Optimization of hybrid nanoparticles with mixture fluid flow in an octagonal porous medium by effect of radiation and magnetic field

Investigation of fluid behavior in a cavity enclosure has been a significant issue from the past in the field of fluid mechanics. In the present study, hydrothermal evaluation of hybrid nanofluid with a water-ethylene glycol (50-50%) as the base fluid which contains MoS2-TiO2 hybrid nanoparticles, in an octagon with an elliptical cavity in the middle of it, has been performed. In this problem, the effects of the radiation parameter, porosity, and the magnetic parameter have been analyzed on temperature distribution and fluid flow streamlines and also, on the local and average Nusselt numbers. The governing equations have been solved by the finite element method (FEM). As a novelty, the Taguchi method has been utilized for test design. Further, the response surface method (RSM) has been applied to achieving the optimum value of the involved parameters.

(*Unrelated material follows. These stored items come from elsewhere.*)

PR #629, opened 2015-08-03
More specific LB error messages

### LINKED ISSUE #627: Better error messaging when a load balancer is deemed unsuitable
I uploaded an ssl-cert yesterday but was missing the intermediate certificate, when I got an error about that I went straight to the load balancer and updated to a previous cert I had uploaded.

Today I was getting:

```
$ emp set foo=bar -a services
error: currently assigned load balancer is not suitable for the given exposure
```

which makes sense after reading through `lbOk` with it failing on this section

```	
if p.SSLCert != lb.SSLCert {
    return false
}
```

instead of each of these sections returning "false", they should be returning a more descriptive error.

phobologic:
Fixes #627

### DIFF
--- a/pkg/service/lb.go
+++ b/pkg/service/lb.go
@@ -106,22 +106,56 @@ func lbTags(app string, process string) map[string]string {
 	}
 }
 
+type loadBalancerExposureError struct {
+	proc *Process
+	lb   *lb.LoadBalancer
+}
+
+func (e *loadBalancerExposureError) Error() string {
+	var lbExposure string
+	if !e.lb.External {
+		lbExposure = "private"
+	} else {
+		lbExposure = "public"
+	}
+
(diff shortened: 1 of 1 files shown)


ejholmes:
:+1:

mhahn:
:+1: thanks!

pkg/service/lb.go
```diff
@@ -106,23 +106,57 @@ func lbTags(app string, process string) map[string]string {
 	}
 }
 
+type loadBalancerExposureError struct {
```
ejholmes: Prefixing these with `loadBalancer` feels a little verbose since we're already in package lb. How about just `ExposureError` (exported so consumers can type assert on it). e.g.

```go
if err, ok := err.(*lb.ExposureError); ok {
        // Stuff
}
```

ejholmes: I take that back, we're not in package lb. `LoadBalancerExposureError` would be fine imo.

bmarini:
:+1:

ejholmes:
:+1:

PR #634, opened 2015-08-05
Add the app id environment variable in the task definition

benjamin-guillet:
So we can use it to create or find unique kinesis streams per app.


ejholmes:
:+1:

PR #635, opened 2015-08-05
The step of manually deleting the ECS service is no longer required.

ejholmes:
This was fixed in https://github.com/remind101/empire/pull/576.

I actually had trouble finding the uninstallation guide, we should probably put this near the installation section.


benjamin-guillet:
:+1:

PR #641, opened 2015-08-13
Add CrossZoneLoadBalancing to ELBs

### LINKED ISSUE #640: App ELBs should have cross-zone load balancing enabled
http://docs.aws.amazon.com/ElasticLoadBalancing/latest/DeveloperGuide/enable-disable-crosszone-lb.html

ECS doesn't perfectly balance it's containers really, so this feature really needs to be enabled.

phobologic:
This will ensure that traffic is balanced across backend containers
evenly.

http://docs.aws.amazon.com/ElasticLoadBalancing/latest/DeveloperGuide/how-elb-works.html#request-routing

Fixes #640


bmarini:
:+1:

ejholmes:
Sweet! We should send something out to the google group and advise people to update their existing load balancers.

:+1:

phobologic:
Yeah, I'll let the list know.

PR #645, opened 2015-08-20
Update aws sdk

benjamin-guillet:
This is prep work for using kinesumer which uses the latest aws sdk. This should also take care of the ThrottlingExceptions and automatically retry (introduced in sdk 0.6.8, we were using v0.6.1).


ejholmes:
Nice. :+1:

PR #921, opened 2016-07-12
Fixup docs on scheduled tasks

ejholmes:
Changes the example cron expression to one that actually works, and points to the docs on cron expressions in CloudWatch events.


phobologic:
👍

mhahn:
:+1:

ejholmes:
Added a little more to the docs, with information about why you might want to use the built-in support instead of in an process cron.

PR #924, opened 2016-07-13
Adds a DeploymentStream type

ejholmes:
The fact that `DeployOpts.Output` was an io.Writer was kind of misleading, because everything that gets written to it needs to be in jsonmessage format.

The obtained results illustrate that with an augment in the Rayleigh number from 10 to 100, the average Nusselt number will improve by about 61.82%. Additionally, regarding the correlation, it is indeed transparent that the Rayleigh number has the most colossal contribution comparing other factors on the achieved equation, by about 61.88%.

Automated summary

The study investigated the hydrothermal behavior of a hybrid nanofluid with MoS2-TiO2 hybrid nanoparticles in a cavity enclosure, showing that an increase in Rayleigh number from 10 to 100 led to a 61.82% improvement in average Nusselt number. Results indicate that the Rayleigh number has the most significant contribution to the achieved equation, accounting for approximately 61.88%.